On pourra dire qu'une information est pertinente pour une décision donnée si cette information permet de se former une opinion plus précise sur la qualité de la décision. A priori le décideur ne devrait donc pas prendre en considération pour former cette décision-là une information qui n'est pas pertinente. Cependant, lorsque l'on ne dispose pas des informations nécessaires, une information, quelle qu'elle soit, même inutile, peut apparaître comme utile. Afin d'illustrer ce concept, il n'est rien de plus simple que de considérer nos jugements dans le domaine de la politique. Imaginez que l'on soumette à votre jugement une proposition de loi. Vous devez donc formez une opinion sur la qualité du texte qui est proposé.

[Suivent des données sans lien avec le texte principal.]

Issue #2603, opened 2026-03-29
AgentHook extensibility blocked by nested _LoopHook (cannot register custom lifecycle hooks)


ronny-rentner:
## Summary
`AgentRunner` provides lifecycle hooks (`AgentHook`), but the main runtime hook implementation is a nested class (`_LoopHook`) inside `AgentLoop._run_agent_loop`.

Because `_LoopHook` is nested/private and there is no public registration point, downstream users cannot import, subclass, compose, or register custom hooks without patching `loop.py`.

## Affected files
- `nanobot/agent/loop.py` (`_run_agent_loop`, nested `_LoopHook`)
- `nanobot/agent/runner.py` (`AgentRunSpec.hook`)
- `nanobot/agent/hook.py` (`AgentHook`, `AgentHookContext`)

## Current behavior
- Hook logic for the main loop is hardcoded in a local class.
- No external hook registry/factory for the main agent path.
- Customization requires direct core edits.

## Expected behavior
A consumer should be able to add lifecycle behavior (e.g. in `after_iteration`) without editing `AgentLoop` internals.

## Concrete blocked use case
We wanted to implement a custom **session-total token accounting hook**: accumulate per-turn usage into session metadata so `/status` can show both:
- last turn tokens
- session total tokens

This naturally belongs in a lifecycle hook (`after_iteration`, using `context.usage`), but there is no hook injection point in the main loop flow.

Because `_LoopHook` is nested/private, we cannot extend or compose it externally.

## Why this matters
- Reduces practical value of `AgentHook` as an extension mechanism.
- Increases fork/patch burden for downstream projects.
- Increases merge friction with upstream updates.

## Suggested minimal fix
1. Move `_LoopHook` to module scope (importable).
2. Add an `AgentLoop` extension point (hook factory or extra hooks list).
3. Compose base loop hook + custom hooks (simple fan-out/composite).
4. Document hook order and failure semantics.

PR #2615, opened 2026-03-29
feat(agent): add CompositeHook for composable lifecycle hooks

sontianye:
## Motivation

`AgentHook` was introduced as the official extension point for customizing agent lifecycle behavior — but in practice it cannot be used from outside the core codebase. The only substantial implementation, `_LoopHook`, is a private nested class inside `AgentLoop._run_agent_loop`, and there is no registration mechanism for additional hooks.

This means any downstream consumer who wants to plug in observability, token accounting, audit logging, or custom content filtering has no choice but to monkey-patch internals — a fragile approach that breaks on every update.

*Ref: [#2603](https://github.com/HKUDS/nanobot/issues/2603)*

---

## Approach

Introduce a **CompositeHook** — a single `AgentHook` subclass that transparently fans out every lifecycle callback to an ordered list of inner hooks. The core loop's own `LoopHook` always runs first; user-supplied hooks follow in registration order.

**Key design decisions:**

| Aspect | Decision | Rationale |
|--------|----------|-----------|
| Error handling | `try/except` per hook in all async methods | A buggy plugin hook must never crash the agent loop; it logs a warning and the remaining hooks continue |
| `finalize_content` | Pipeline chain, no isolation | Content transforms are pure functions — bugs should surface immediately, not be silently swallowed |
| `wants_streaming` | `any()` semantics | If *any* hook requests streaming, we enable it; hooks that didn't request it simply receive no-op `on_stream` calls from their base class |
| No extra hooks | Skip `CompositeHook` entirely | When `hooks=[]` (the default), `LoopHook` is passed directly — zero overhead on the hot path |

**Architecture:**

```
AgentLoop(hooks=[TokenCountingHook(), AuditHook()])
  │
  └─ _run_agent_loop()
       │
       ├─ LoopHook ─── core: stream relay, progress, tool logging, think-strip
       │
       └─ CompositeHook([LoopHook, TokenCountingHook, AuditHook])
              │
              └─ AgentRunner.run(spec, hook=composite)
                     │
                     ├─ before_iteration()   ──► sequential fan-out
                     ├─ on_stream(delta)      ──► sequential fan-out
                     ├─ on_stream_end()       ──► sequential fan-out
                     ├─ before_execute_tools() ──► sequential fan-out
                     ├─ after_iteration()     ──► sequential fan-out
                     └─ finalize_content()   ──► pipeline chain
```

---

## Changes

| File | Change |
|------|--------|
| `nanobot/agent/hook.py` | Add `CompositeHook` with per-hook error isolation |
| `nanobot/agent/loop.py` | Extract `_LoopHook` → public `LoopHook`; add `hooks` parameter to `AgentLoop.__init__` |
| `nanobot/agent/subagent.py` | Extract `_SubagentHook` → public `SubagentHook`; remove dead code |
| `nanobot/agent/__init__.py` | Export all new public names |
| `tests/agent/test_hook_composite.py` | **15 new tests**: fan-out ordering, error isolation, pipeline chaining, streaming semantics, `AgentLoop` integration, backward compatibility |

**Net diff:** +176 −50 lines across 4 source files; +341 lines of new tests.

---

## Usage

```python
from nanobot.agent import AgentHook, AgentHookContext, AgentLoop

class TokenCountingHook(AgentHook):
    """Accumulate token usage across the entire session."""
    async def after_iteration(self, context: AgentHookContext) -> None:
        prompt = context.usage.get("prompt_tokens", 0)
        completion = context.usage.get("completion_tokens", 0)
        logger.info("Turn {} — prompt: {}, completion: {}", context.iteration, prompt, completion)

loop = AgentLoop(bus, provider, workspace, hooks=[TokenCountingHook()])
```

`LoopHook` and `SubagentHook` are now importable and subclassable, so advanced users can also compose or override core behavior.

---

## Backward Compatibility

- `AgentHook` interface is **completely unchanged**
- `AgentLoop.__init__` gains an optional `hooks=None` parameter; default behavior is identical
- All **190 tests pass** (175 pre-existing + 15 new), zero regressions
- `CompositeHook` is a proper Liskov substitution for `AgentHook` — `AgentRunner` and `AgentRunSpec` require no changes

### DIFF
--- a/nanobot/agent/__init__.py
+++ b/nanobot/agent/__init__.py
@@ -2,10 +2,10 @@
 
 from nanobot.agent.context import ContextBuilder
 from nanobot.agent.hook import AgentHook, AgentHookContext, CompositeHook
-from nanobot.agent.loop import AgentLoop, LoopHook
+from nanobot.agent.loop import AgentLoop
 from nanobot.agent.memory import MemoryStore
 from nanobot.agent.skills import SkillsLoader
-from nanobot.agent.subagent import SubagentHook, SubagentManager
+from nanobot.agent.subagent import SubagentManager
 
 __all__ = [
     "AgentHook",
@@ -13,9 +13,7 @@ __all__ = [
     "AgentLoop",
     "CompositeHook",
     "ContextBuilder",
-    "LoopHook",
     "MemoryStore",
     "SkillsLoader",
-    "SubagentHook",
     "SubagentManager",
 ]
--- a/nanobot/agent/loop.py
+++ b/nanobot/agent/loop.py
@@ -37,12 +37,11 @@ if TYPE_CHECKING:
     from nanobot.cron.service import CronService
 
 
-class LoopHook(AgentHook):
+class _LoopHook(AgentHook):
     """Core lifecycle hook for the main agent loop.
 
     Handles streaming delta relay, progress reporting, tool-call logging,
-    and think-tag stripping.  Public so downstream users can subclass or
-    compose it via :class:`CompositeHook`.
+    and think-tag stripping for the built-in agent path.
     """
 
     def __init__(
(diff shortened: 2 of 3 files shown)


Re-bin:
Wow this is a nice idea.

Vos critères de jugement peuvent porter sur les bénéfices pour la société, le respect de principes supérieurs, sa facilité d'exécution, etc. Supposer que l'on vous présente le texte comme émanent de la réflexion des membres d'un parti qui est en général opposé aux idées du parti auquel vous êtes affilié. Cette dernière information (l'affiliation des auteurs du texte) est-elle pertinente pour juger de la qualité du texte ? Non, elle n'est pas pertinente. Elle ne permet pas d'améliorer notre opinion sur cette proposition en particulier en regard des critères de jugement que l'on avait mis en avant. Par exemple, connaitre les auteurs de la proposition nous permet-il de juger de sa facilité d'exécution ? Non, pas plus! Mais pas moins aussi !

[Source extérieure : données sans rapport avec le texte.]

PR #2623, opened 2026-03-29
fix(utils): prevent strip_think from removing text after backticked <think> tags

flobo3:
The `strip_think` helper function uses a regex `r"<think>[\s\S]*$"` to remove unclosed trailing `<think>` tags (which often happen during streaming).

However, if a user or the agent writes the tag inside inline code backticks (e.g., `` `<think>` ``), this regex aggressively matches it and deletes the rest of the message.

This PR adds a negative lookbehind `(?<!\`)` to the regex, ensuring that `<think>` tags immediately preceded by a backtick are ignored and not stripped.

### DIFF
--- a/nanobot/channels/discord.py
+++ b/nanobot/channels/discord.py
@@ -1,25 +1,37 @@
-"""Discord channel implementation using Discord Gateway websocket."""
+"""Discord channel implementation using discord.py."""
+
+from __future__ import annotations
 
 import asyncio
-import json
+import importlib.util
 from pathlib import Path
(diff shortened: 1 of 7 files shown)


flobo3:
Closing — the backtick issue is fixed differently in nightly. The unclosed-trailing-tag regex now uses `^\s*<think...` prefix, requiring the tag at the start of the string, which prevents false matches on backtick-wrapped tags. The `<thought>` block support was also added upstream via a separate merge.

Pourtant nous sommes souvent influencés lorsque nous formons un jugement à propos d'une chose par un grand nombre d'informations dont certaines ne sont évidemment pas pertinentes. Il est toujours souvent difficile de s'extraire des influences qui ne sont pas pertinentes. Dans mon métier, je dois évaluer le travail des étudiants qui participent à mes cours. Le professeur appréciera la qualité du travail pour former une note. L'appréciation de l'étudiant qui résulte d'un trimestre d'échange ne devrait cependant pas être prise en considération ! Il est cependant très difficile de séparer les deux, c'est-à-dire de ne pas prendre en considération ce que l'on sait d'une personne lorsque l'on évalue un travail. Une copie peut toujours être anonymisée, mais pour une présentation orale ce n'est pas possible.

On pourra dire qu'une information est parfaite lorsqu'elle apporte une certitude quant à la valeur d'une décision sur un critère de jugement. Par exemple, si l'on considère l'acquisition d'un véhicule et que l'on évalue comme particulièrement importante, en autres critères, la consommation énergétique de ce véhicule, alors on sera attentif à toutes les données qui pourraient nous informer de la performance énergétique des modèles disponibles. Souvent, les fabricants présentent des données de consommation, en cycle urbain ou en cycle mixte... Mais dans le « cycle de notre trajet le plus fréquent » qu'elle sera la performance réelle des véhicules que nous considérons. Comment cette performance va-t-elle évoluer avec l'âge du véhicule ? Les données fournies par le constructeur sont certes précises (véridiques, certaines). Pour informer notre critère d'évaluation, ces données ne sont cependant pas parfaites. Elles doivent être, avec un degré d'incertitude, transformées pour alimenter notre critère de décision. Dans l'agroalimentaire, les conditions météorologiques affectent la bonne réalisation des décisions les plus importantes. Quelles seront les conditions au cours du prochain mois ? Personne ne peut le prédire avec certitude.

Les informations seront considérées comme incomplètes si l'on ne dispose d'aucune information sur les valeurs d'un ou de plusieurs critères de décision. Ces critères sont pertinents, mais aucune information n'est disponible. Nous serons alors au moment de prendre une décision dans un état d'ignorance vis-à-vis de ces critères. Par exemple, lors d'un voyage nous sommes parfois soucieux de pouvoir lire nos messages email. Ce besoin va conditionner le choix de notre hébergement. Cette information n'est malheureusement pas toujours disponible !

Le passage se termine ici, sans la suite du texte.